Type of information:

experimental study

Adequacy of study:

key study

Study period:

1979-03-14 to 1979-04-05

Reliability:

2 (reliable with restrictions)

Rationale for reliability incl. deficiencies:

comparable to guideline study with acceptable restrictions

Remarks:

Non GLP study performed according to a method equivalent to OECD Guideline 401. Limited information was reported on test conditions, however sufficient animals were tested.

Data source

Materials and methods

GLP compliance:

no

Test type:

standard acute method

Limit test:

no

Test material

Specific details on test material used for the study:

- Name of test material (as cited in study report): 4236-21-35
- Substance type: Clear colourless liquid

Test animals

Species:

rat

Strain:

Sprague-Dawley

Sex:

male/female

Details on test animals or test system and environmental conditions:

TEST ANIMALS
- Source: Charles River Breeding Laboratories, Inc., Wilmington, Mass.
- Age at study initiation:
- Weight at study initiation: 220 to 314 grams
- Fasting period before study: approximately seventeen hours prior to administration of test material
- Housing: Following dosing, the rats were individually housed
- Diet (e.g. ad libitum): ad libitum
- Water (e.g. ad libitum): ad libitum

ENVIRONMENTAL CONDITIONS
No data

Administration / exposure

Route of administration:

oral: gavage

Vehicle:

unchanged (no vehicle)

Details on oral exposure:

The test material was administered by oral intubation in the form received. The dose levels were calculated according to the density provided by the sponsor as being 0.944 g/mL.

Doses:

The animals were dosed at the following dose levels: 1000, 1400, 2000, 2800 and 4000 mg/kg.

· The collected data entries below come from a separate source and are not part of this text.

PR #1271, opened 2023-07-21
[15.0][FIX] hr_employee_document: Remove record rules from hr.employee to avoid side effects..

victoralmau:
Remove record rules from hr.employee to avoid side effects.

**Example of use case**:
- An employee X is created and a Manager Y (`parent_id`) is defined.
- User X creates an expense report (`hr.expense.sheet`).
- The "_Submit to manager_" button is clicked.
- A permissions error is displayed when accessing employee Y (`hr.employee`) because the record rules that this module had added do not allow access to that record.

**Solution**:
This change overrides some things to allow the user's employee attachments to be displayed.

@Tecnativa TT44536


pedrobaeza:
You have to put the steps to reproduce the problem in the commit message.

Apart from that, why that ACLs was there? (isn't they record rules, not ACL?) Seeing a bit the code, it seems you are solving it acting at code level. Please explain all of this in the commit message, docstring, etc.

victoralmau:
Sorry, changed the commit message and explained a use case.

hr_employee_document/models/ir_attachment.py
```diff
@@ -0,0 +1,67 @@
...
+# License AGPL-3.0 or later (http://www.gnu.org/licenses/agpl).
+
+from odoo import api, models
+
+
+class IrAttachment(models.Model):
+    _inherit = "ir.attachment"
+
+    @api.model
+    def _search(
```
pedrobaeza: Security shouldn't be handled in `_search` method. This is a security hole, as you can browse directly some random records.

pedrobaeza (changes requested):

victoralmau:
I have changed the approach to try to solve the problem in another way, although there is still some detail to be solved, what do you think about this way?

hr_employee_document/models/hr_employee.py
```diff
@@ -22,15 +23,33 @@ def _compute_document_count(self):
...
+        """Return access to the hr.employee model if we pass a specific context,
+        is a trick to list the attachments related to an employee."""
+        if (
+            not self.env.is_superuser()
+            and not self.env.user.has_group("hr.group_hr_user")
+            and operation == "read"
+            and self._name == "hr.employee"
+        ):
+            if (
+                self.env.context.get("search_attachments_from_hr_employee")
```
pedrobaeza, line 37: Shouldn't this be limited to the specific employee?

hr_employee_document/models/ir_rule.py
```diff
@@ -0,0 +1,38 @@
...
+            "mode",
+            "tuple(self._compute_domain_context_values())",
+        ),
+    )
+    def _compute_domain(self, model_name, mode="read"):
+        """We need to add for security purposes an extra domain in the hr.employee
+        model to restrict only the user's employees when search employee attachments."""
+        res = super()._compute_domain(model_name, mode=mode)
+        user = self.env.user
+        if model_name == "hr.employee" and not self.env.su:
```
pedrobaeza: Shouldn't this also exclude HR managers?

victoralmau: Now the extra domain is not added to the rule if the user has the Employees > Officer permission (this is the same behavior as the module currently has).

pedrobaeza: But our use case wants to exclude Officers. We want this only for HR managers, not officers.

pedrobaeza (approved):

chienandalu (approved):
LGTM :+1:

PR #1290, opened 2023-11-07
[16.0][MIG] hr_employee_calendar_planning

jonasbuchholz:
Module migration, since there hasn't been any activity on #1242 for some time. Includes the commits mentioned by @victoralmau and a fix for the bug when creating new employees. For better formatting, the calendar_ids field is placed in a separate notebook page in the employee view


hr_employee_calendar_planning/tests/test_hr_employee_calendar_planning.py
```diff
@@ -0,0 +1,454 @@
...
+            context=dict(
+                cls.env.context,
+                mail_create_nolog=True,
+                mail_create_nosubscribe=True,
+                mail_notrack=True,
+                no_reset_password=True,
+                tracking_disable=True,
+                test_hr_employee_calendar_planning=True,
+            )
+        )
```
victoralmau:
```suggestion
from ..hooks import post_init_hook
from odoo.addons.base.tests.common import DISABLED_MAIL_CONTEXT


class TestHrEmployeeCalendarPlanning(common.TransactionCase):
    @classmethod
    def setUpClass(cls):
        super().setUpClass()
        cls.env = cls.env(context=dict(cls.env.context, **DISABLED_MAIL_CONTEXT))
```

victoralmau (changes requested):
Some comments:

- It is not clear to me that adding the calendars on a new page could not have side effects.
- Check the tests and make the necessary fixes.

hr_employee_calendar_planning/tests/test_hr_employee_calendar_planning.py
jonasbuchholz: thanks, that is indeed more convenient

hr_employee_calendar_planning/views/resource_calendar_views.xml
```diff
@@ -0,0 +1,23 @@
+<?xml version="1.0" encoding="utf-8" ?>
+<!-- Copyright 2023 Creu Blanca
+     License AGPL-3.0 or later (https://www.gnu.org/licenses/agpl). -->
+<odoo>
+    <record id="resource_calendar_form" model="ir.ui.view">
+        <field name="model">resource.calendar</field>
+        <field name="inherit_id" ref="resource.resource_calendar_form" />
+        <field name="arch" type="xml">
+            <notebook position="inside">
+                <page name="employee_calendar" string="Employee Calendars">
```
victoralmau, line 10: Adding a new tab doesn't quite convince me, maybe you could move `employee_calendar_ids` field to another place (inside the tab it was previously in) to be the full size of the tab. What do you think @pedrobaeza ?

pedrobaeza: Yes, a whole new tab just for this seems over-killing.

jonasbuchholz: What do you think about leaving the label and setting a colspan? Looks like this:
employee_calendar_planning_form

pedrobaeza: It seems it overflows a bit the limits.

jonasbuchholz: Yes, I know what you mean. But to me, this seems like the way Odoo is treating fields like this in views, see eg [here](https://github.com/odoo/odoo/blob/d4b366f2d741f2087a947d61d7e0618492cc2bf1/addons/account/views/partner_view.xml#L207). Defining custom css just for this view seems a bit unnecessary. Alternatively, we could place it in a sheet, like this:
image

pedrobaeza: OK, that can be another option.

victoralmau (approved):

pedrobaeza (approved):
/ocabot merge nobump
/ocabot migration hr_employee_calendar_planning

PR #1304, opened 2023-11-14
[17.0][MIG] hr_employee_ssn : Migration to 17.0

manishkumarbohra:
Module Name : HR Employee SSN & SIN (hr_employee_ssn)

Migration to 17.0

For Issue #1291


pedrobaeza:
Now you are missing the other commit. Both should be here, the pre-commit one and the migration one. Please check guide and follow technical steps.

PR #1308, opened 2023-11-14
[17.0][MIG] hr_employee_ssn : Migration to 17.0

manishkumarbohra:
Module Name : HR Employee SSN & SIN (hr_employee_ssn)

Migration to 17.0

For Issue #1291


pedrobaeza:
Wrong final commit message, and you are changing the manifest version in the pre-commit one. I think you are not following strictly the guide, where it states that the "pre-commit fixes" commit is invoked with `--no-verify` for avoiding the linter errors.

manishkumarbohra:
@pedrobaeza  now, I've read the doc and now i understand the process and i will follow all the rules strictly.
also, i've update the commit.

Thanks for feedback.

PR #1314, opened 2023-11-16
[17.0][MIG] hr_employee_firstname: Migration to 17.0

andreagidaltig:
- Update definition of required modifier as part of [1].
- Update incoming parameters of post_init_hook method since `cr, registry`
  were replaced by `env` in [2].
- Deprecate the use of _onchange_spec method and use the method new method
  _get_fields_spec to return the fields specification from a view
  description since it was introduced in [3].

[1] https://github.com/odoo/odoo/pull/104741
[2] https://github.com/odoo/odoo/commit/b4a7996
[3] https://github.com/odoo/odoo/commit/f5e6494


andreagidaltig:
Hi @luisg123v could you review this please?

cc. @luistorresm

hr_employee_firstname/__manifest__.py
```diff
@@ -0,0 +1,20 @@
+# Copyright 2010-2014 Savoir-faire Linux (<http://www.savoirfairelinux.com>)
+# License AGPL-3.0 or later (https://www.gnu.org/licenses/agpl).
+
+{
+    "name": "HR Employee First Name, Last Name",
+    "version": "17.0.1.0.1",
```
luisg123v:
```suggestion
    "version": "17.0.1.0.0",
```

luisg123v (changes requested):

hr_employee_firstname/__manifest__.py
andreagidaltig: I just updated this  👍

luisg123v (approved):
LGTM :+1:

PR #1315, opened 2023-11-16
[17.0][MIG] hr_employee_lastnames: Migration to 17.0

andreagidaltig:
- Rename module from hr_employee_lastnames → hr_employee_second_lastname
  in order to be consistent with partner_second_lastname module.
- Fix some new lints.
- Update incoming parameters of post_init_hook method since `cr, registry`
  were replaced by `env` in [1].
- Introduce the use of new onchange method [2] (renamed in [3]) to
  return the fields specification from a view description.

[1] https://github.com/odoo/odoo/commit/b4a7996
[2] https://github.com/odoo/odoo/commit/f5e6494


andreagidaltig:
Hi @luisg123v could you review this please?

cc. @luistorresm

FernandoRomera:
@andreagidaltig 
Could we change the name of the module to synchronize it with partner_second_lastname?.

Then "hr_employee_lastnames" -> "hr_employee_second_lastname"

hr_employee_lastnames/models/hr_employee.py
```diff
@@ -0,0 +1,160 @@
...
+            if "firstname" in vals:
+                firstname = vals["firstname"]
+            else:
+                firstname = self.firstname
+            if "lastname2" in vals:
+                lastname2 = vals["lastname2"]
+            else:
+                lastname2 = self.lastname2
+            vals["name"] = self._get_name_lastnames(lastname, firstname, lastname2)
+        elif vals.get("name"):
```
FrancoMaxime: Hi @andreagidaltig, i created a PR fixing some issues in the v14 module ( #1283) I could reproduce the bug on the runboat v17. 
To reproduce you can create an employee with a first name equals to " Name 1 Name 2 name 3" and a  lastname equals to "name4"  if you export the data (including the external_id) and importing again the data, the name will be changed. 

Could you fix it or cherry pick my commit? Thanks

FrancoMaxime (changes requested):

hr_employee_lastnames/models/hr_employee.py
luisg123v: @FrancoMaxime since your PR is not merged yet, it shouldn't be included in the migration (because it's still subject to changes).

luisg123v:
@FernandoRomera 

> Could we change the name of the module to synchronize it with partner_second_lastname?.

Not sure if that's a good idea. That will "break" systems being migrated from previous versions, because the old module would result uninstallable and the new one not installed.

hr_employee_second_lastname/__init__.py
```diff
@@ -0,0 +1,2 @@
+from . import models
+from .hooks import post_init_hook
```
luisg123v, line 2: Could you rename hooks file in the previous version, please?

luisg123v (changes requested):

FernandoRomera:
> @FernandoRomera
> 
> > Could we change the name of the module to synchronize it with partner_second_lastname?.
> 
> Not sure if that's a good idea. That will "break" systems being migrated from previous versions, because the old module would result uninstallable and the new one not installed.

@luisg123v 
Don't worry, there is already a procedure for this in OpenUpgrade.

If you want we can propose the PR in OpenUpgrade.



apriory.py in OpenUpgrade

Renamed modules is a mapping from old module name to new module name
renamed_modules = {
    ...
    # OCA/hr
    "hr_employee_lastnames": "hr_employee_second_lastname",
    ...

This PR is a example: https://github.com/OCA/OpenUpgrade/pull/4246/files

luisg123v:
Got it. I think module renaming should be on a separate commit, though, before running `pre-commit`

@moylop260 what do you think about renaming the module?

moylop260:
I'm not a fan to rename modules

But I don't have the enough context to do it

Consider that you will need to change all the xmlids and you will need to change all the depends from the manifest of modules using this module

FernandoRomera:
> Don't worry, there is already a procedure for this in OpenUpgrade.

@moylop260
Don't worry, there is already a procedure for all changes in OpenUpgrade.



> I'm not a fan to rename modules
> 
> But I don't have the enough context to do it
> 
> Consider that you will need to change all the xmlids and you will need to change all the depends from the manifest of modules using this module

@moylop260
Don't worry, there is already a procedure for all changes in OpenUpgrade.

luisg123v:
> Don't worry, there is already a procedure for all changes in OpenUpgrade.

Not for this:

> and you will need to change all the depends from the manifest of modules using this module

:smile:

FernandoRomera:
> > Don't worry, there is already a procedure for all changes in OpenUpgrade.
> 
> Not for this:
> 
> > and you will need to change all the depends from the manifest of modules using this module
> 
> 😄

You are right, but now is the time to do it and make the nomenclature of the modules consistent.

in the first line of the commit you indicate that you synchronize with the module partner_second_lastname

Therefore partner_contact is like this:
partner_firstname
partner_second_lastname

and in hr
hr_employee_firstname
hr_employee_second_lastname

This is my last comment for it, thanks for all the work done.

andreagidaltig:
Hi @luisg123v could you review this, please? I just added the commit to rename the module.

No. of animals per sex per dose:

5

Control animals:

no

Details on study design:

- Duration of observation period following administration: 14 days
- Frequency of observations and weighing: Bodyweights were recorded prior to fasting, at day 7 and at the termination of the study (day 14)
- Necropsy of survivors performed: yes: A gross necropsy was performed on all animals at the time of death or terminal sacrifice (day 14).
- Observations for mortality and overt signs of effect were made at 0-2 hours and at 4-6 hours following dosing and daily thereafter for fourteen days.

Results and discussion

Mortality:

1000 mg/kg: 1/10 animals died
1400 mg/kg: 0/10 animals died
2000 mg/kg: 2/10 animals died
2800 mg/kg: 9/10 animals died
4000 mg/kg: 10/10 animals died

Clinical signs:

other: other: other:

Body weight:

other body weight observations

Applicant's summary and conclusion

Interpretation of results:

GHS criteria not met

Conclusions:

The oral LD50 for this substance is 2200 mg/kg with 95% confidence limits of 1900 to 2500 mg/kg. Based on this result, the test substance is not to be classified according to the CLP Regulation.